> **Problem statement**: Your answer should be every line from the records that contains "combine".

> **Data extracts**:
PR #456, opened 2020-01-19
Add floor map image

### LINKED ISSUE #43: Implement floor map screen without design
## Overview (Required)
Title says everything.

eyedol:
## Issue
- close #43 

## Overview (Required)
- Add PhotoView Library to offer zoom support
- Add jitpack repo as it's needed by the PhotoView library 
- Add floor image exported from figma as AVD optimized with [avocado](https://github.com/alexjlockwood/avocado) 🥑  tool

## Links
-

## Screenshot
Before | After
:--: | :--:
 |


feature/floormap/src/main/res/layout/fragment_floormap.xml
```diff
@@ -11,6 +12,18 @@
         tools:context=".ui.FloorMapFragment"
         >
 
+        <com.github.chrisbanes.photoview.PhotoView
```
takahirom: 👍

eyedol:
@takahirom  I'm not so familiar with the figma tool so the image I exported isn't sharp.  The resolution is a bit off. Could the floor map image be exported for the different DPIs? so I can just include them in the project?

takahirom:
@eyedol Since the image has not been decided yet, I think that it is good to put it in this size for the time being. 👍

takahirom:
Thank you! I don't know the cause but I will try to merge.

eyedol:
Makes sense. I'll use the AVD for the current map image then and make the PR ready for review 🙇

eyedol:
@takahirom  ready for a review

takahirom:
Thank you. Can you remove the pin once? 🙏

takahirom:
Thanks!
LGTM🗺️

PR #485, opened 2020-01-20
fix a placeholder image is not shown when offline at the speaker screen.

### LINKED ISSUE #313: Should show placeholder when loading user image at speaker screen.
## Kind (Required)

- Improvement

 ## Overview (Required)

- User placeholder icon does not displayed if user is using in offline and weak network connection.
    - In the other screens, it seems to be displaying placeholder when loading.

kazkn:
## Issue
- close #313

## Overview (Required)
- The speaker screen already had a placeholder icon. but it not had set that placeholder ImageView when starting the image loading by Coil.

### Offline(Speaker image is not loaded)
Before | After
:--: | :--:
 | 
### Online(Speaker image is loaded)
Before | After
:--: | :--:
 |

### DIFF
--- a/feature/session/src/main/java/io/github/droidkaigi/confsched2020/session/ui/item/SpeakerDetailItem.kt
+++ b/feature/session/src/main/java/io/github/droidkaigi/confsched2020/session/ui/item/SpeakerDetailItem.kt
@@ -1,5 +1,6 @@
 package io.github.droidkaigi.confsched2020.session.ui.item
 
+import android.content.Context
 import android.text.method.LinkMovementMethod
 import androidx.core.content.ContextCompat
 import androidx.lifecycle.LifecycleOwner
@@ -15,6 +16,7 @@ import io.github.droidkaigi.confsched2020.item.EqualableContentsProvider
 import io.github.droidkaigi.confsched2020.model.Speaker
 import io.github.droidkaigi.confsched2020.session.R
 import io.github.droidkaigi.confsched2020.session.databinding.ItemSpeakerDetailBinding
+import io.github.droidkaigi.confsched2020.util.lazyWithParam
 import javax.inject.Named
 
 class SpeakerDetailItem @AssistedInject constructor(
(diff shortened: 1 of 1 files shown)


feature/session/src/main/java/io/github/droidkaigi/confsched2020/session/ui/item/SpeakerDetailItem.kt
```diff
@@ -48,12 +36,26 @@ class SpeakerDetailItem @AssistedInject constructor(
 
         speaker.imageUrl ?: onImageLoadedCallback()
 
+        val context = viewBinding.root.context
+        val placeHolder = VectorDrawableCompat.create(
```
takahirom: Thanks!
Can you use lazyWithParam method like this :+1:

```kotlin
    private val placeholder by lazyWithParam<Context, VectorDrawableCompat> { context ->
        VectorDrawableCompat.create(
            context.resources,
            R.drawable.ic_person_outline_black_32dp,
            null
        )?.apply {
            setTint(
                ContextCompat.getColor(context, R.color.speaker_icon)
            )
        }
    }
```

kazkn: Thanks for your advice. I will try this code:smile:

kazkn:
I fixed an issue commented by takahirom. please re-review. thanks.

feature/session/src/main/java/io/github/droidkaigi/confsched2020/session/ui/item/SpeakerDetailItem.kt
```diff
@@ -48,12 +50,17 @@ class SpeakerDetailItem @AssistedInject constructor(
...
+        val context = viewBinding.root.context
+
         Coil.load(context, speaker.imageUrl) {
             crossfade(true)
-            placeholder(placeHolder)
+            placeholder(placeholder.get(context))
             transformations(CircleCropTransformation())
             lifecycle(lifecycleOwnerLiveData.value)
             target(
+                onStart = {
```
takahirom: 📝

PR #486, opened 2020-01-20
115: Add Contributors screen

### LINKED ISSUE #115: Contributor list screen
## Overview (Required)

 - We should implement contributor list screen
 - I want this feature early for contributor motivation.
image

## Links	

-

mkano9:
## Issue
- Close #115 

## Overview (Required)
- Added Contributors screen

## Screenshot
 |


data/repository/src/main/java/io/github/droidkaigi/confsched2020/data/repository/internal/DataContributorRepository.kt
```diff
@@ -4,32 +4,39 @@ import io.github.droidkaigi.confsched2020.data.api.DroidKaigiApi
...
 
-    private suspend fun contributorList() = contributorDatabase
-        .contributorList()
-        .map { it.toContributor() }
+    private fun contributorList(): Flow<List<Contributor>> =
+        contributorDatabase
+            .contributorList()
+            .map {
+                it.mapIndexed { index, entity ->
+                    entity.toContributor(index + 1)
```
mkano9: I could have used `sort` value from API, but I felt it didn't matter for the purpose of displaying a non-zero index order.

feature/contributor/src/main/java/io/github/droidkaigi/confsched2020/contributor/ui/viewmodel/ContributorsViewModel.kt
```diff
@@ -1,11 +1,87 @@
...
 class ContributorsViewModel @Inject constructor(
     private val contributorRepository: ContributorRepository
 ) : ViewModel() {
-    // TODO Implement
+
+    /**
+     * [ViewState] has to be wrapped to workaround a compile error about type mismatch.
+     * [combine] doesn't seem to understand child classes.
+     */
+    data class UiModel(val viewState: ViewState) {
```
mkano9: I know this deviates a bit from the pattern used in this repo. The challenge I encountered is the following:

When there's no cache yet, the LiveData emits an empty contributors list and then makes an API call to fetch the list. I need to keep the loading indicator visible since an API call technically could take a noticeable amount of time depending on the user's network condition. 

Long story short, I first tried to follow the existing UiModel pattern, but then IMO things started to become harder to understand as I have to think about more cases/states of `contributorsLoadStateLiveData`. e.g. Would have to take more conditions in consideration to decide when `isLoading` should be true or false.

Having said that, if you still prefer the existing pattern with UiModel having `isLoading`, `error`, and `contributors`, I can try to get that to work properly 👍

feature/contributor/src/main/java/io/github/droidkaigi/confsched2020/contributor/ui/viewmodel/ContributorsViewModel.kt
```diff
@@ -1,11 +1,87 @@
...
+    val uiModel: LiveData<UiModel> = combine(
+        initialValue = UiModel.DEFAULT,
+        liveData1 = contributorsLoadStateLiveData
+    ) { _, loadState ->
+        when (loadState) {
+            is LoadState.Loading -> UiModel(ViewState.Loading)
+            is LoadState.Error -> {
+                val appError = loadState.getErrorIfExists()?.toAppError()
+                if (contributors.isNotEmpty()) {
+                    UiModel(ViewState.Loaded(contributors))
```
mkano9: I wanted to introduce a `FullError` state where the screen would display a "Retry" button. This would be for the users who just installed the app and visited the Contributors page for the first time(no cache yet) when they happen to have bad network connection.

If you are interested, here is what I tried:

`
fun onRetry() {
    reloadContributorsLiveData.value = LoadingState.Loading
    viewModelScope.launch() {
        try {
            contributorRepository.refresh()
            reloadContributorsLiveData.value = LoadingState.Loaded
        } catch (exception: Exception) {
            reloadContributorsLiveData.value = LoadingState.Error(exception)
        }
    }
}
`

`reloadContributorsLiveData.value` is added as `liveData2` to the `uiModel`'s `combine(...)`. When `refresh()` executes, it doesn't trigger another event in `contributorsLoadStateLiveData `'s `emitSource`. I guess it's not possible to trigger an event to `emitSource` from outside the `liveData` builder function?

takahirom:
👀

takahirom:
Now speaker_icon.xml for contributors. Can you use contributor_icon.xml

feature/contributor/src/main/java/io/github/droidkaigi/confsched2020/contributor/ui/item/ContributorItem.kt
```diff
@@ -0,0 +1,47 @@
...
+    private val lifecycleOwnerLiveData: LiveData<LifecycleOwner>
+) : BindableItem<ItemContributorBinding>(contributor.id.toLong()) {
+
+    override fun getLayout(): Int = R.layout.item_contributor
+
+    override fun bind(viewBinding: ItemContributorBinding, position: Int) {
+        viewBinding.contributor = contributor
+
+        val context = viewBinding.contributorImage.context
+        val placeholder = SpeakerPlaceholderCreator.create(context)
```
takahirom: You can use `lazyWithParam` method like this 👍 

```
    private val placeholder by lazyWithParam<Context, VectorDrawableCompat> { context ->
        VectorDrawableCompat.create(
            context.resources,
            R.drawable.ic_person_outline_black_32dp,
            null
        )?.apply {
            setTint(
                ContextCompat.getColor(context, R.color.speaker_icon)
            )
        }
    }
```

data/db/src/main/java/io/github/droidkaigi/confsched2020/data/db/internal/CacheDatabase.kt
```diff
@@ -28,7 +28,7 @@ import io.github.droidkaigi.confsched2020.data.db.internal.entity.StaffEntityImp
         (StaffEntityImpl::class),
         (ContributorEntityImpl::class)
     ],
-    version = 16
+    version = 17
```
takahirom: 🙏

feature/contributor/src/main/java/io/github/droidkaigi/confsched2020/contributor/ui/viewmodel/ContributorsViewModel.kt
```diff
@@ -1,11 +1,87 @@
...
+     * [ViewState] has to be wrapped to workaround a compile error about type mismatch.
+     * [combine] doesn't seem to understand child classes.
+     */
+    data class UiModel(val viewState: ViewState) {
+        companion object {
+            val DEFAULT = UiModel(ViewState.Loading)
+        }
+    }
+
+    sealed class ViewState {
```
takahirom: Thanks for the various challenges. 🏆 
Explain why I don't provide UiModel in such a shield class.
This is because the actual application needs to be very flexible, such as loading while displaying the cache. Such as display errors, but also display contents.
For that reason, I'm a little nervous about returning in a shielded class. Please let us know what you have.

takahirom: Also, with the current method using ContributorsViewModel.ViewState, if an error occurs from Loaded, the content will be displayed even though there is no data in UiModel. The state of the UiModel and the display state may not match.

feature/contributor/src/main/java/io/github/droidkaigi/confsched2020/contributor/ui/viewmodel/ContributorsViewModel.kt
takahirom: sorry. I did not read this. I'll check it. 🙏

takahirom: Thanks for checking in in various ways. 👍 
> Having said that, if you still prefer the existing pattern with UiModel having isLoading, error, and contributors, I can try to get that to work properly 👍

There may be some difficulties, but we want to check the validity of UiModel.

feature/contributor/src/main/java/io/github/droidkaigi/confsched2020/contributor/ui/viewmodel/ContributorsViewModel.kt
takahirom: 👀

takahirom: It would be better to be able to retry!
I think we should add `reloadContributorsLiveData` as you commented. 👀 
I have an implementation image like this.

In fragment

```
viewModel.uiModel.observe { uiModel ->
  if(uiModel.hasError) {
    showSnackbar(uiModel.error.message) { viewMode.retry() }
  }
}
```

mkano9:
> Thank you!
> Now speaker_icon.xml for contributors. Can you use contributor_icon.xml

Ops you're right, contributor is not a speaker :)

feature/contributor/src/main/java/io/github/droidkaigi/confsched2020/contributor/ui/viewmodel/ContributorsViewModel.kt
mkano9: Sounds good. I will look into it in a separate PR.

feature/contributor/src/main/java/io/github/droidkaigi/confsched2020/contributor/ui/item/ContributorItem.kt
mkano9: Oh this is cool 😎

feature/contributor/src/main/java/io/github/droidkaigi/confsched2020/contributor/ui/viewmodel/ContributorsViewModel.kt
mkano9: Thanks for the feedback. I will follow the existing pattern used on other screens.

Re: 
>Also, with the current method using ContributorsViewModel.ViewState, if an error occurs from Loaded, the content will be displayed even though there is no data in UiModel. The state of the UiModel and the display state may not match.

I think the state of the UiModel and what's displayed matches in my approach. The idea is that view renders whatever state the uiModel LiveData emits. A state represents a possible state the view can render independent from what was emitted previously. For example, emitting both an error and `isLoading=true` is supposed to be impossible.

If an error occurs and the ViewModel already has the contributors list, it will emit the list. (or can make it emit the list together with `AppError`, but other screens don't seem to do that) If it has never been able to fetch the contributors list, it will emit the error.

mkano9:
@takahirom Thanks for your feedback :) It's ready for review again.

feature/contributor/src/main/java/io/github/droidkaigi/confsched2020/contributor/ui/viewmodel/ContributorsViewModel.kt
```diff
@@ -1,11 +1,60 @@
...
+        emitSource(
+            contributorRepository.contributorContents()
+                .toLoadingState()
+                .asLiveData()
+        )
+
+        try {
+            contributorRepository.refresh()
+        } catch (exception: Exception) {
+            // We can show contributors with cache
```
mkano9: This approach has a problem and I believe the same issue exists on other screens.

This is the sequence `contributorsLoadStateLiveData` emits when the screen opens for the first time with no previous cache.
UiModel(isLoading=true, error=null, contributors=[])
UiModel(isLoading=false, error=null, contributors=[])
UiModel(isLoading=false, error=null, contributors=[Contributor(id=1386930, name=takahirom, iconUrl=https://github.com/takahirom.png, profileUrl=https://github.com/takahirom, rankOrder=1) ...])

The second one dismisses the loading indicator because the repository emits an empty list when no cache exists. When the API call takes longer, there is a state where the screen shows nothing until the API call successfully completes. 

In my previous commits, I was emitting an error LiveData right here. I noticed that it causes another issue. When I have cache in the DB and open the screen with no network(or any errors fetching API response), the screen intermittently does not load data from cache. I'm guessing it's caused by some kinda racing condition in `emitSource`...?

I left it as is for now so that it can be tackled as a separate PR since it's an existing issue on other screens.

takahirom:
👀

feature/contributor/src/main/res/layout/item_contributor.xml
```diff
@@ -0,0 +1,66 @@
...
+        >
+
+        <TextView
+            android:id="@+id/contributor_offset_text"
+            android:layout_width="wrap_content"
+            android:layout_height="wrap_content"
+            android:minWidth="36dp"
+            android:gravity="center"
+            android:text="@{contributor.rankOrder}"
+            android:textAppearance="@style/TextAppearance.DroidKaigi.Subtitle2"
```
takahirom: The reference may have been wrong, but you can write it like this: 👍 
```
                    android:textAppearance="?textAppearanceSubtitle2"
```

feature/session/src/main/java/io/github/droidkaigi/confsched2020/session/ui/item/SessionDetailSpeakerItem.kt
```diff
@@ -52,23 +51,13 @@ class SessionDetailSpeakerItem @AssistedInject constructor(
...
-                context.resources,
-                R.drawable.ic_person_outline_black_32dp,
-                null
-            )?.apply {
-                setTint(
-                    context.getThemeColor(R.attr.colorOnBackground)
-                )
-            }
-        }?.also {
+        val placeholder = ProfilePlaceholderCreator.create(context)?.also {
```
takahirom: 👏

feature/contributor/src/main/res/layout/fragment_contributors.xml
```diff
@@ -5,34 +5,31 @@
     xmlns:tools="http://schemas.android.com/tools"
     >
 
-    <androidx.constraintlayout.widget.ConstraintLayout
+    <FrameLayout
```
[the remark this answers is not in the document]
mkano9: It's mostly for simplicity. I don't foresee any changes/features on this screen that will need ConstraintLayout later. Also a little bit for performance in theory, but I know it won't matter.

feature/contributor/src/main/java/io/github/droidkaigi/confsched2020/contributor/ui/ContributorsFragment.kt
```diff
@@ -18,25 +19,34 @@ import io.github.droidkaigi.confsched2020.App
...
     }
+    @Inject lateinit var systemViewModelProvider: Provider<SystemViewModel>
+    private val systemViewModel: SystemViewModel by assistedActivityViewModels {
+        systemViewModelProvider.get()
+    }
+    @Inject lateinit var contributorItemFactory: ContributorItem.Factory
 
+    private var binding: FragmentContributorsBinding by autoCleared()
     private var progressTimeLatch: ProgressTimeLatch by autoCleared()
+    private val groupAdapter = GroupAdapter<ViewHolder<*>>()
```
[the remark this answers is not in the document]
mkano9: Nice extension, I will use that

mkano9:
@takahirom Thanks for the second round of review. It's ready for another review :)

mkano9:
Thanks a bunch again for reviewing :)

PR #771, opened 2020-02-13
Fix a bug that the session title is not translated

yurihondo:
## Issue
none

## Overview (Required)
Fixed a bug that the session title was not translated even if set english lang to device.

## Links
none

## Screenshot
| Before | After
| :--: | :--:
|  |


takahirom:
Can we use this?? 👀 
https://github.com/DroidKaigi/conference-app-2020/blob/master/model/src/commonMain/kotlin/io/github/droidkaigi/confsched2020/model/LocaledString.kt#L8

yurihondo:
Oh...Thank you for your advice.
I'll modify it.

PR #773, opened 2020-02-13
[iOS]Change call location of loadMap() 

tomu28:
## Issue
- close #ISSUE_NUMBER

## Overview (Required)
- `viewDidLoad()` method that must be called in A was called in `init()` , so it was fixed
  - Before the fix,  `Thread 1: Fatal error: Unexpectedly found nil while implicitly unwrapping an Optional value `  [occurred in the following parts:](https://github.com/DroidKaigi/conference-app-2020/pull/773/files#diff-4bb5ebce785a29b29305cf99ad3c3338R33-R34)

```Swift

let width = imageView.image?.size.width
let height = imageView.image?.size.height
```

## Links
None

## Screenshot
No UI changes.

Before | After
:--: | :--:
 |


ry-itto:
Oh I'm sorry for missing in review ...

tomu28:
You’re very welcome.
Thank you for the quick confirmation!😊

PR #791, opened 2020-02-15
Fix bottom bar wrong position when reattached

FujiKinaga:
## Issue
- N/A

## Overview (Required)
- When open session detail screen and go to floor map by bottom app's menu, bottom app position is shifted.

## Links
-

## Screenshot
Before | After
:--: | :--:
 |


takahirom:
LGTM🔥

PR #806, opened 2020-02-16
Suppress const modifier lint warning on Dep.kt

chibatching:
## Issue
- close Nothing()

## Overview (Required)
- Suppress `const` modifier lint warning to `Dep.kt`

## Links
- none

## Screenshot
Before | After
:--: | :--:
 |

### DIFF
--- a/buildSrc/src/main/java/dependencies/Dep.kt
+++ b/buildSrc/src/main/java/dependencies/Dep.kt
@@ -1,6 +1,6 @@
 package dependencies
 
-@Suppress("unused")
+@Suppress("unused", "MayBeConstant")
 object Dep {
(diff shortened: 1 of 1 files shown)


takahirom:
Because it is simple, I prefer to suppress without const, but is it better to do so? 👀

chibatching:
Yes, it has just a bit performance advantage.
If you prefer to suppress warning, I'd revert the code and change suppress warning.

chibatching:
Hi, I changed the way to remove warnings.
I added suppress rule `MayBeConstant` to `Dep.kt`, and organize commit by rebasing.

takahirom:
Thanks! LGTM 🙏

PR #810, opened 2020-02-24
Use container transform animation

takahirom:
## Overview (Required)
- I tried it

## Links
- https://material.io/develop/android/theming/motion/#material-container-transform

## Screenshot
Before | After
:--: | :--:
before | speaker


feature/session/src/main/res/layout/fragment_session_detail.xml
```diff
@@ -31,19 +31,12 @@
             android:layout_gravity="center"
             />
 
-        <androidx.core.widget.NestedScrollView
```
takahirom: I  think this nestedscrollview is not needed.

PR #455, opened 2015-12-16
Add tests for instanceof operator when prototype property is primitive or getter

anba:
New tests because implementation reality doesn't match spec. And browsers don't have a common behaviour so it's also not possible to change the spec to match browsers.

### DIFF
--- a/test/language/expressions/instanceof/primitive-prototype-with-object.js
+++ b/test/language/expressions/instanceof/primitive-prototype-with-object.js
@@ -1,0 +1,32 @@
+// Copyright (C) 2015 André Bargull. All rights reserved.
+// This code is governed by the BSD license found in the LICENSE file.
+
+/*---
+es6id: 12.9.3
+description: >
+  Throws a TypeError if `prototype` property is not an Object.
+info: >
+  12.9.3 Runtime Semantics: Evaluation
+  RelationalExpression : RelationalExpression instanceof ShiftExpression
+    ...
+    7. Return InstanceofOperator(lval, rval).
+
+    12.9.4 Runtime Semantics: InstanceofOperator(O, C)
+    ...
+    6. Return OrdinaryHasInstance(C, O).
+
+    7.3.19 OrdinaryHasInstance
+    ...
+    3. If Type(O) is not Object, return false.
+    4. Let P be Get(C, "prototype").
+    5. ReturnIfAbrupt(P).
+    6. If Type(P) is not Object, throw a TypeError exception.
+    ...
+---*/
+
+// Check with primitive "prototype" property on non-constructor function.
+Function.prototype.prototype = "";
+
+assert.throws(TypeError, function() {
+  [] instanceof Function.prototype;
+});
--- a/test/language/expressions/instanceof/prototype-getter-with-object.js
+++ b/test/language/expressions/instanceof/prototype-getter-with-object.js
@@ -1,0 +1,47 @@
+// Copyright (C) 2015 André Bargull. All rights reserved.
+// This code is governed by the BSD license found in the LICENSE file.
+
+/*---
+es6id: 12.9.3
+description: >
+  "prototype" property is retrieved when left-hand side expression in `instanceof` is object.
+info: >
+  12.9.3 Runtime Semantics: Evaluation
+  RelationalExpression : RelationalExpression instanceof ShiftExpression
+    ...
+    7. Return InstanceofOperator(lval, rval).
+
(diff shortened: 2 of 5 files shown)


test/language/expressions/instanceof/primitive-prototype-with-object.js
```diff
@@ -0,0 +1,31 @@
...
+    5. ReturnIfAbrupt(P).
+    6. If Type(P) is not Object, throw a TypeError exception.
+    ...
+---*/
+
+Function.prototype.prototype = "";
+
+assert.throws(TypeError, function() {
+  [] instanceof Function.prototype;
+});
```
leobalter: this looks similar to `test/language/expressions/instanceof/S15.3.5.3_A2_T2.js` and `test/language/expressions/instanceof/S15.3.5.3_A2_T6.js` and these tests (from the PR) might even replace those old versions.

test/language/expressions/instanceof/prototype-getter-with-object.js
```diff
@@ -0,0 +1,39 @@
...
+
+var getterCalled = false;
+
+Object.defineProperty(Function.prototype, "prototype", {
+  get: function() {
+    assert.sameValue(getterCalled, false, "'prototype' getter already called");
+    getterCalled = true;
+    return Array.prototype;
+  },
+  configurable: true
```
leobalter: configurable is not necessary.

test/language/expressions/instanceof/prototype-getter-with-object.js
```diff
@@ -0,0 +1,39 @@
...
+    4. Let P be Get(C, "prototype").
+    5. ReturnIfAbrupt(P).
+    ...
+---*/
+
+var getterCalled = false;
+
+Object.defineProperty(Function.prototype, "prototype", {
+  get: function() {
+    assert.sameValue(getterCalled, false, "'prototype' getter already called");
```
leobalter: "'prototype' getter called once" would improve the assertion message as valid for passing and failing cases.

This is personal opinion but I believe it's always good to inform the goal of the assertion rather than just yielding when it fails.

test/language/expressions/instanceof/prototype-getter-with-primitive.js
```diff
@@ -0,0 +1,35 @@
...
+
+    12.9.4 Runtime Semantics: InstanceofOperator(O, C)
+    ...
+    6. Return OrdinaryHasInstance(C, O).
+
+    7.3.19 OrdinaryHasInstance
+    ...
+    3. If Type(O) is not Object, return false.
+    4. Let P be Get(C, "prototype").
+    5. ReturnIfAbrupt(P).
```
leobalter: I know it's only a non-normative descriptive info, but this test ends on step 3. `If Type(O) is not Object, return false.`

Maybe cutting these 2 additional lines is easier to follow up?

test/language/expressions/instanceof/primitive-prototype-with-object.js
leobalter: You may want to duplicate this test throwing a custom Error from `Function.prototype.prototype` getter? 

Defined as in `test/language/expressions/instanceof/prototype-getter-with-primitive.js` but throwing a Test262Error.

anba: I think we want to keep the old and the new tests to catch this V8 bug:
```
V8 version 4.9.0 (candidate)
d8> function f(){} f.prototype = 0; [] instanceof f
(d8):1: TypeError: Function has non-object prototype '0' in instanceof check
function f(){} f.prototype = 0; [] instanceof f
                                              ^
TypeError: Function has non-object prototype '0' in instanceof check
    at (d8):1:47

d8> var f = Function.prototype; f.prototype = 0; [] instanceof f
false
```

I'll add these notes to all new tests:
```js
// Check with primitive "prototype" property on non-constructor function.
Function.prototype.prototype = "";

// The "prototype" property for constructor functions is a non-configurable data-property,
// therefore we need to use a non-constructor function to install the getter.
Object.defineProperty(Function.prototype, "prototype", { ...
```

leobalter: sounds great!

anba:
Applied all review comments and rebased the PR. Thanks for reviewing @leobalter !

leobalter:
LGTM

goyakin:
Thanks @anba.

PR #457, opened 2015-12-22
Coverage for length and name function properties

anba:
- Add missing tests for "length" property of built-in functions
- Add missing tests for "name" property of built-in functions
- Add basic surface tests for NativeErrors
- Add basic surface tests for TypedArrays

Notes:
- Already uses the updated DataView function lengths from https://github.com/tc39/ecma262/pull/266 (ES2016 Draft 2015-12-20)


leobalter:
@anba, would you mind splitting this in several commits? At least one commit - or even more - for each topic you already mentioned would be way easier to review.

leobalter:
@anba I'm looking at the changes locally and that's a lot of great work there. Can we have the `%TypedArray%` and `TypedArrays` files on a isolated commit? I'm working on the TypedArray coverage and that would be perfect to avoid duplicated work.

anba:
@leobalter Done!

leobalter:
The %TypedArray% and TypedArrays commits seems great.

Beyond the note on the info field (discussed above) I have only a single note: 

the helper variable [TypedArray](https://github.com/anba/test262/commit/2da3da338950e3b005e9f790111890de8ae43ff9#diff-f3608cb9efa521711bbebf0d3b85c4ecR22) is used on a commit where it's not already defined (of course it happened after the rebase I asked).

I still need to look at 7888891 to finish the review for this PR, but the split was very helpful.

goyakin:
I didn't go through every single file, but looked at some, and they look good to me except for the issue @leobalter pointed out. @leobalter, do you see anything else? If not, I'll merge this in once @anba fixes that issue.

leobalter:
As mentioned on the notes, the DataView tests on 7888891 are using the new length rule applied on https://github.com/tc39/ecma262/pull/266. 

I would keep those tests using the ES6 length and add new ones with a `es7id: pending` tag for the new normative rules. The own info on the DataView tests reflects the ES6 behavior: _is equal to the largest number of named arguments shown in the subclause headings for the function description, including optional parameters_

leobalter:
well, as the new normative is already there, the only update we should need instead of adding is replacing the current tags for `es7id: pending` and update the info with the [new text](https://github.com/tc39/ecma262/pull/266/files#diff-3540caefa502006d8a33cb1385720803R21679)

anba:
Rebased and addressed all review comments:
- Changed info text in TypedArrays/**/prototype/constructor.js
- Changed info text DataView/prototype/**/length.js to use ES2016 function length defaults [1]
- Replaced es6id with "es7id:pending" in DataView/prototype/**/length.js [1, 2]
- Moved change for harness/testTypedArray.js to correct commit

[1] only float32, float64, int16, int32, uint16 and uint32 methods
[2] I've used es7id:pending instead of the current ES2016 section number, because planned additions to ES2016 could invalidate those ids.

> **Final answer**:
+     * [combine] doesn't seem to understand child classes.
+    val uiModel: LiveData<UiModel> = combine(
`reloadContributorsLiveData.value` is added as `liveData2` to the `uiModel`'s `combine(...)`. When `refresh()` executes, it doesn't trigger another event in `contributorsLoadStateLiveData `'s `emitSource`. I guess it's not possible to trigger an event to `emitSource` from outside the `liveData` builder function?
+     * [combine] doesn't seem to understand child classes.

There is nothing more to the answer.